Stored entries

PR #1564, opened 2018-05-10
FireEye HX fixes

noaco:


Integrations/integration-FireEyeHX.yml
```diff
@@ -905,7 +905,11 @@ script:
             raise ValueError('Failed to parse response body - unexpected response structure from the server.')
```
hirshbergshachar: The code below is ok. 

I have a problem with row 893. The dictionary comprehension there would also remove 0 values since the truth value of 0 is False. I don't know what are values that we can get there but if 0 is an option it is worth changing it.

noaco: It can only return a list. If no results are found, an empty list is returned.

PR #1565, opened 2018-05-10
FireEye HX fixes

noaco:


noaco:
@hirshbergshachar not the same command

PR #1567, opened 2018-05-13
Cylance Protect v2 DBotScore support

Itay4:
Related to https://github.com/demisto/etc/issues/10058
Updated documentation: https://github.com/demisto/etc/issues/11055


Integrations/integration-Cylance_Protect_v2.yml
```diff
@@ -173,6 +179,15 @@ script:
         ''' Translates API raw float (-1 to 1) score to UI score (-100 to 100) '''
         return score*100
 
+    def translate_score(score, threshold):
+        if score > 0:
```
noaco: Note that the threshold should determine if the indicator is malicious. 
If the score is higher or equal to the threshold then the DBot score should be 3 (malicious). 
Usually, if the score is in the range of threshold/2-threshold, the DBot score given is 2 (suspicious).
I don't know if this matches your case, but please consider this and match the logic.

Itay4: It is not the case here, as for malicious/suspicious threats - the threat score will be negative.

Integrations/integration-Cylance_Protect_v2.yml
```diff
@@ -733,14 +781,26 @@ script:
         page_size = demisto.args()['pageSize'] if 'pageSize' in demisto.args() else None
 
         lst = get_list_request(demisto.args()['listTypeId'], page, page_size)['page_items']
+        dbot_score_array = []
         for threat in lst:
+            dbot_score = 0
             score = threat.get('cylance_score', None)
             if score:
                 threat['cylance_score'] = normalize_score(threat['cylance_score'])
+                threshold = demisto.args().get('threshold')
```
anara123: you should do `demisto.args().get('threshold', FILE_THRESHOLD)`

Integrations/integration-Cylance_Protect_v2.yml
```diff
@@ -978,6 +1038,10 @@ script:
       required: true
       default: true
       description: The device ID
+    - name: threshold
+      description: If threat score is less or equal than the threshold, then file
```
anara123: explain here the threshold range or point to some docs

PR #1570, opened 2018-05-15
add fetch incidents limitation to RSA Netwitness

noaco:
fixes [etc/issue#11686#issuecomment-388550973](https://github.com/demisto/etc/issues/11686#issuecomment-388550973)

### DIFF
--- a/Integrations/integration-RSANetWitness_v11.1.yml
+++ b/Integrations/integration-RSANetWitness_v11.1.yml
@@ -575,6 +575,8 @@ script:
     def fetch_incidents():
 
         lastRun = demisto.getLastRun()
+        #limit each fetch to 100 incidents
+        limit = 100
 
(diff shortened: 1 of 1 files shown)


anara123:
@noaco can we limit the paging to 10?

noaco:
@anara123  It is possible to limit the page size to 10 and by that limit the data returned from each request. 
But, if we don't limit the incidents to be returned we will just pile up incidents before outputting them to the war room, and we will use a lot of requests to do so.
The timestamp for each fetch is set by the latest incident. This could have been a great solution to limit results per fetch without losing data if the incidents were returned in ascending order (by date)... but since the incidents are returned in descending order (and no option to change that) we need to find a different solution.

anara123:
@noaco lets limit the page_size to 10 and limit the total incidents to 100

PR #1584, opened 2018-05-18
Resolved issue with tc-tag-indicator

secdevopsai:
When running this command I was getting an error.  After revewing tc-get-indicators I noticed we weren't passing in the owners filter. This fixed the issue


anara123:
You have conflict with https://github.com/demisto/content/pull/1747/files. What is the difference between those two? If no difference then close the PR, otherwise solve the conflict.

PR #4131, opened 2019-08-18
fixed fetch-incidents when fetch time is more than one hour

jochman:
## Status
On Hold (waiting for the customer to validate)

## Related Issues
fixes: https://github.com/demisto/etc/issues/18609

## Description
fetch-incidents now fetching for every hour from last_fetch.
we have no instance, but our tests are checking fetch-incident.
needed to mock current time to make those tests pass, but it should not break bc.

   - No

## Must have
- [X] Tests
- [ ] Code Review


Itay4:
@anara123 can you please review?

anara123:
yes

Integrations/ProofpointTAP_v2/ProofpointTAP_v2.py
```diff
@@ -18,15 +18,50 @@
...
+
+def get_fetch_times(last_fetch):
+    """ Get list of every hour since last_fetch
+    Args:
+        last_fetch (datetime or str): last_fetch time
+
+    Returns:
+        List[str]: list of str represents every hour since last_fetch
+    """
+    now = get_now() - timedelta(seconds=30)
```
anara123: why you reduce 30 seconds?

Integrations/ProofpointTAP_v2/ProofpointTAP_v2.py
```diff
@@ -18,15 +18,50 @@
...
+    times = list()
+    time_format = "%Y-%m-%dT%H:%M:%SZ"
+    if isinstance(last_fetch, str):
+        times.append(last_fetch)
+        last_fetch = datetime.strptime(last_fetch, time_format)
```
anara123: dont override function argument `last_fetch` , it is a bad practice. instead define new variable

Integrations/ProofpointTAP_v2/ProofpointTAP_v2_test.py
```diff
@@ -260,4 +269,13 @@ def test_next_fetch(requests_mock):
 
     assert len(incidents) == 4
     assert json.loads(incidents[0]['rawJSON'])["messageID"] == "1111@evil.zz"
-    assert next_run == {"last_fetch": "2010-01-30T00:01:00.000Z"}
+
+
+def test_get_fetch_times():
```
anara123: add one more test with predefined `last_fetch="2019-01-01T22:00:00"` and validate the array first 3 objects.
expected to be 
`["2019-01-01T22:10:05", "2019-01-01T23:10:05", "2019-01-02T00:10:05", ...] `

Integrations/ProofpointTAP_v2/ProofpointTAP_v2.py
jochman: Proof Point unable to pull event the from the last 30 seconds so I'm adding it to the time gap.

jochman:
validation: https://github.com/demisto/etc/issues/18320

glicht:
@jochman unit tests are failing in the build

* [Activity] For the word "since", say how many lines of the records above contain it. Reply with the number alone.

* [Written reply] 4